A St. Louis area healthcare clinic and its nurse were held responsible for medical negligence by a Missouri jury. Nurse prescribed medication to a patient without proper warning to discontinue use of the medication if a rash resulted which was contained in the “black box” warnings of the medication the nurse should have been aware of or looked up. The patient suffered a known side effect of the medication, a rash, and the nurse treated the patient for the rash without advising her to stop taking the medication that was causing the rash in the first place. The side effects of the original medication progressed into severe rashes and hospitalization.
The personal injury lawsuit resulted in verdict in favor of the patient, the clinic and the nurse appealed the judgment and claimed evidence errors by the court should require a new trial. Essentially, the clinic’s lawyers claimed the Judge in the original Missouri medical negligence case should have never let the case get to the jury in the first place arguing the medical malpractice lawyers did not make a case because:
- the Patient did not prove causation and
- the Court improperly allowed rebuttal evidence by patient.
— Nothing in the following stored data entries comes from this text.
PR #2142, opened 2019-07-25
WorkboxEvent extends WorkboxEventProps

azizhk:
Just a small change for this Typescript error:
Screenshot 2019-07-25 at 8 05 38 PM

### DIFF
--- a/packages/workbox-window/src/utils/WorkboxEvent.ts
+++ b/packages/workbox-window/src/utils/WorkboxEvent.ts
@@ -19,6 +19,8 @@ export interface WorkboxEventProps {
   wasWaitingBeforeRegister?: boolean;
 }
 
+export interface WorkboxEvent extends WorkboxEventProps {}
+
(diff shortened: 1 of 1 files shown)


philipwalton:
Thanks, I merged this into a new branch so I could add some additional commits to it before moving to master. I decided to break apart the type definition for the `WorkboxEvent` types since many of them have unrelated properties (e.g. the `message` and `installed` events).

azizhk:
Oh cool, no problem.
Just added this so that it correctly represents the Object.assign statement:
https://github.com/GoogleChrome/workbox/blob/fec46efbc3ed02eaf0e10d3f65ef11662e9e0a4e/packages/workbox-window/src/utils/WorkboxEvent.ts#L31-L33

 I don't know why Typescript did not mention anything that the keys of WorkboxEventProps don't exist in WorkboxEvent at the Object.assign statement.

The Missouri Court of Appeals denied both arguments and upheld the verdict.
Causation:
In any personal injury case an injured party must show 1. liability (fault of the defendant) 2. Causation (the actions caused the injury) and 3. damages from the injuries. The appeal in this case was about # 2 causation. Huelskamp v Patients First Healthcare court stated:
“In order for Plaintiff to have made a submissible case on her medical malpractice claim against Defendant, she must have proven that Defendant’s employee, Nurse King, failed to use the degree of skill and learning ordinarily used under the same or similar circumstances by members of her profession, i.e., breached the standard of care [….liability….], and that Nurse King’s negligent act or acts directly caused or directly contributed to cause Plaintiff’s injuries.” [….. causation ….]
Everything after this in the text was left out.